Data extracted from a collection:
• • •

PR #6531, opened 2023-01-17
experiment: disco border 

emrysal:
## What does this PR do?

Prototypes:

image

image

### DIFF
--- a/apps/web/components/booking/pages/AvailabilityPage.tsx
+++ b/apps/web/components/booking/pages/AvailabilityPage.tsx
@@ -167,7 +167,7 @@ const SlotPicker = ({
       <DatePicker
         isLoading={isLoading}
         className={classNames(
-          "relative mt-8 px-4 pb-4 sm:mt-0 md:min-w-[300px] md:px-5 lg:min-w-[455px]",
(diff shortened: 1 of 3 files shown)


PeerRich:
uhh exciting!

PeerRich:
i wonder if we should only show it on loading. I would also slow it down a bit

emrysal:
image

Lightmode isn't offensive either :)

emrysal:
@PeerRich Depends if we want to show it on loading or always, I think on loading is more subtle but have a look; I slowed the animation down 6x.

emrysal:
There's another option to showing it always, if we show it always we should tune it down, like:

image

But my opinion is that we should only animate when something is in progress, not always.

PeerRich (approved):
looks awesom! do we have screenshots for light mode?

Jaibles:
@emrysal let's make sure we keep this as an experiment for now. While I think it's really cool, we can not turn this on for all users by default for a lot of reasons. This needs to be an opt-in feature - how exactly we make it opt-in (whether via themes or something else) we can discuss.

• • •

▶ [Problem requirements]
Within the records above, determine the number of lines that hold the word "have" and return only that value.

▶ [Answer space]
2